RECORDS SUPPLIED Start Marker

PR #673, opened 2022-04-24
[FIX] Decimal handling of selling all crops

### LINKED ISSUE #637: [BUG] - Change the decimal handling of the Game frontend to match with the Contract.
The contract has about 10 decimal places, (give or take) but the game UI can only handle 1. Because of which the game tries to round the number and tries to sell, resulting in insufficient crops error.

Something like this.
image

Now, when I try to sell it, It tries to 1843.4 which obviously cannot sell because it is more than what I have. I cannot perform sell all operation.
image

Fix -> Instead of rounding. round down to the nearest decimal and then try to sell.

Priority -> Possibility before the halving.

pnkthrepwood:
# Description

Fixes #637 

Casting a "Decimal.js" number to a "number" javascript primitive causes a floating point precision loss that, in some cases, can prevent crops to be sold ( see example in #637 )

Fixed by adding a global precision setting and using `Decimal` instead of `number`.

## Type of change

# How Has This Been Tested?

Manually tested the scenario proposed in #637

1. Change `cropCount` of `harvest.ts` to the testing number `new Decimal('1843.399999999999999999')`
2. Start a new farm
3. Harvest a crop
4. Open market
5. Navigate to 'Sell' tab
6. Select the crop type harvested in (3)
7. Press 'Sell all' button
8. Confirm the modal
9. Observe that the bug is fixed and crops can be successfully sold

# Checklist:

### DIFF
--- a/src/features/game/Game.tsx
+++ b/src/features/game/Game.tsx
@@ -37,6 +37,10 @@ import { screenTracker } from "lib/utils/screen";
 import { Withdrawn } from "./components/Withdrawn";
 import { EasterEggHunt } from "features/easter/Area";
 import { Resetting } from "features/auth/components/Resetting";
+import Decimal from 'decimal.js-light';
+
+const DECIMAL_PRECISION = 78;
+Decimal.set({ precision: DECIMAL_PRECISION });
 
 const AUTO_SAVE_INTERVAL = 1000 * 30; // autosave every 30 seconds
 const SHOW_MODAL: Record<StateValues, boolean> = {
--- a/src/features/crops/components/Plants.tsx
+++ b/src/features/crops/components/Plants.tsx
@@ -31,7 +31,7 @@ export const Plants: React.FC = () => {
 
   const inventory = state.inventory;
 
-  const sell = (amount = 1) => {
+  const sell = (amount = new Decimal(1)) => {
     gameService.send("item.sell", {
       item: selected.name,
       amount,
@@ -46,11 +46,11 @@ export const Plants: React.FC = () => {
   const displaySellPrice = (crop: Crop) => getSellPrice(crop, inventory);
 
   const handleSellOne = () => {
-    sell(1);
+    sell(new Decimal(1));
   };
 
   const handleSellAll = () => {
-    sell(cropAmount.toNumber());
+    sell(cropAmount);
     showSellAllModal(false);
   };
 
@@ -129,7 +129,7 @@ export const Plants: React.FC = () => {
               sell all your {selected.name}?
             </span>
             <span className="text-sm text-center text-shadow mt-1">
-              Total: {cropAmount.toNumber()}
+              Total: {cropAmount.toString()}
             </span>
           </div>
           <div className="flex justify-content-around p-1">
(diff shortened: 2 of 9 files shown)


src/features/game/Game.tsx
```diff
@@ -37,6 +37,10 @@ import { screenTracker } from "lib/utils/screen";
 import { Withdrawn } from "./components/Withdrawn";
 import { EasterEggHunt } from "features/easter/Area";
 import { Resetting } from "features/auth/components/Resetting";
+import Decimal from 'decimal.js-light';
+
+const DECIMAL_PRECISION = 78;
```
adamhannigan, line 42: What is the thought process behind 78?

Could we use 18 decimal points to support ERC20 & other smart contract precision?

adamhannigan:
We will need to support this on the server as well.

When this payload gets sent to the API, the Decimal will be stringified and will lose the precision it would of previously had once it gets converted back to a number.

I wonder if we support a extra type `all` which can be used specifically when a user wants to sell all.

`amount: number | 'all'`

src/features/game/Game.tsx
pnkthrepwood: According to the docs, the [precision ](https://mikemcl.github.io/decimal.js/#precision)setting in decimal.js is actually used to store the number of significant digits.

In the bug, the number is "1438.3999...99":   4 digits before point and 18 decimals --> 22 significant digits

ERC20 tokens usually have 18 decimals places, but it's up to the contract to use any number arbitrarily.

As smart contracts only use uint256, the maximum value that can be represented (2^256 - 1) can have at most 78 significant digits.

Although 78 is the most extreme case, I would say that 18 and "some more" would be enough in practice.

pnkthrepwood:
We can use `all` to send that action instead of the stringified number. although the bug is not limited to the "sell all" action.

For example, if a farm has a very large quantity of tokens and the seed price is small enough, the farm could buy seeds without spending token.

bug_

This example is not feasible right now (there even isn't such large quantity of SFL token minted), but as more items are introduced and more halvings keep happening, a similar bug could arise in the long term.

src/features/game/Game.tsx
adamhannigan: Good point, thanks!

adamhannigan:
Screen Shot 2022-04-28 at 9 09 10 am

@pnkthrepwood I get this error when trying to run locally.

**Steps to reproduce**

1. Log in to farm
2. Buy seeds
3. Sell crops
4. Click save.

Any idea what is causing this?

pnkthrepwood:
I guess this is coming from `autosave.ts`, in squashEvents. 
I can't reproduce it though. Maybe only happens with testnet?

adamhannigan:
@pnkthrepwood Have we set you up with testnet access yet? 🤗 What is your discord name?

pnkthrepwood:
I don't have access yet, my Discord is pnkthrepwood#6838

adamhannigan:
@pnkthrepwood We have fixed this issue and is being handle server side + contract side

RECORDS SUPPLIED End Marker
RECORDS SUPPLIED Start Marker

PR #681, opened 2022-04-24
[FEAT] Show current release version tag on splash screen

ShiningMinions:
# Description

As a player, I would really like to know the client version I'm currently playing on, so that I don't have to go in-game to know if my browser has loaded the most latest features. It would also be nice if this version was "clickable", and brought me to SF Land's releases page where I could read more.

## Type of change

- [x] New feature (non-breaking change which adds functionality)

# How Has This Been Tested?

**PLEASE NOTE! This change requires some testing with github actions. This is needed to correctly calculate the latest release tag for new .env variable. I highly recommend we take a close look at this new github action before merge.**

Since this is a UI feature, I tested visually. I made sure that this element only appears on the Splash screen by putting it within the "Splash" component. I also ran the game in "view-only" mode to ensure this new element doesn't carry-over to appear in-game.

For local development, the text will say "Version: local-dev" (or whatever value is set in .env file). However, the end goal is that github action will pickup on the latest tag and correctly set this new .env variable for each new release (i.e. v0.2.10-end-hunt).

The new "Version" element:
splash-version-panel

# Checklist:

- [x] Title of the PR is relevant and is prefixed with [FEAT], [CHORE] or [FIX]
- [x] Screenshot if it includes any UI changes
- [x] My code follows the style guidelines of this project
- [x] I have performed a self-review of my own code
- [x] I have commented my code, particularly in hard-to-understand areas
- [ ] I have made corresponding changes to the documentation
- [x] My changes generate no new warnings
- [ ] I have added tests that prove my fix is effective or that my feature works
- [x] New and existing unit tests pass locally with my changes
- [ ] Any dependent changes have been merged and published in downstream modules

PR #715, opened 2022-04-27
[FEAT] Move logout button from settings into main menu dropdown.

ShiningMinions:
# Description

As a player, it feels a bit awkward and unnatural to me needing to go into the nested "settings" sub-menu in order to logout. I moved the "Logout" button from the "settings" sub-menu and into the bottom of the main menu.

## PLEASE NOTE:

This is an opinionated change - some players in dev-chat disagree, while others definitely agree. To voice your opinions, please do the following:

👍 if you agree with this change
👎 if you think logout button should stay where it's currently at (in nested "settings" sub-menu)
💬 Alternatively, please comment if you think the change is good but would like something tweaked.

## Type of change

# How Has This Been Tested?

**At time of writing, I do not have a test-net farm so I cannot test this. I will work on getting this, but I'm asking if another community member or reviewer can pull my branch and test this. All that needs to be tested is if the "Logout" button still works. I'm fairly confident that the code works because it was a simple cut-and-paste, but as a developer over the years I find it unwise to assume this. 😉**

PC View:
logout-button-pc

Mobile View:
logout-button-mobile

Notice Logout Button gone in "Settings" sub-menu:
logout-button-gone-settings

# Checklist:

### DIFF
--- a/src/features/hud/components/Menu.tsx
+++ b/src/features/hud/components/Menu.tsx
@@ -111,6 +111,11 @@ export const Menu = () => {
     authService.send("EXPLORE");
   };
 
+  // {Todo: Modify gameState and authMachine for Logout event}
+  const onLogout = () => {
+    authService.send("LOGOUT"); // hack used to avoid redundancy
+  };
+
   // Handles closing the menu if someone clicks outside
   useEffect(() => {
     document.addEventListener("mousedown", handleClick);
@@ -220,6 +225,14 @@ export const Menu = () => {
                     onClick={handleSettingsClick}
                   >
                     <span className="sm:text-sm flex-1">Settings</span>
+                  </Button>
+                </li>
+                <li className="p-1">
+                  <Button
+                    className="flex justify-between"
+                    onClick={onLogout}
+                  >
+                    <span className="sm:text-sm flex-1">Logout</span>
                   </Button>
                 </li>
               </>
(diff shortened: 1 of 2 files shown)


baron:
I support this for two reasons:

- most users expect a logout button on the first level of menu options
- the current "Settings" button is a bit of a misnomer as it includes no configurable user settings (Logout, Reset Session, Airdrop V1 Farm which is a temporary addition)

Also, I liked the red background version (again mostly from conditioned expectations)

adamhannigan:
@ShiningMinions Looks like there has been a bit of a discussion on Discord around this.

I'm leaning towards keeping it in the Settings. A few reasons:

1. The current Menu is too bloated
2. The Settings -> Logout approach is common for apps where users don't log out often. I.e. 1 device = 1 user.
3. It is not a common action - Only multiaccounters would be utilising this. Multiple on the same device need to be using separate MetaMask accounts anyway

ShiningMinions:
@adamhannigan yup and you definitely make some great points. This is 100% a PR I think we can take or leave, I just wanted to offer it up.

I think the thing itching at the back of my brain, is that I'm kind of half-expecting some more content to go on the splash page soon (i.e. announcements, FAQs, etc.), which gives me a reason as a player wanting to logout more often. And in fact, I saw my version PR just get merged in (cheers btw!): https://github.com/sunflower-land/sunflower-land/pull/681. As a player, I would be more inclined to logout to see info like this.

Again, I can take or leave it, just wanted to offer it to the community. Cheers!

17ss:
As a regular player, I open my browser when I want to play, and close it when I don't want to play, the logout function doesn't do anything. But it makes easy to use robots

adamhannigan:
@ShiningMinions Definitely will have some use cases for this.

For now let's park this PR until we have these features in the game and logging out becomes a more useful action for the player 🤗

RECORDS SUPPLIED End Marker

**TASK TO COMPLETE:**
Where a line in the records above contains "text", include it in the count, and give only that number.

**OUTPUT BELOW:**
4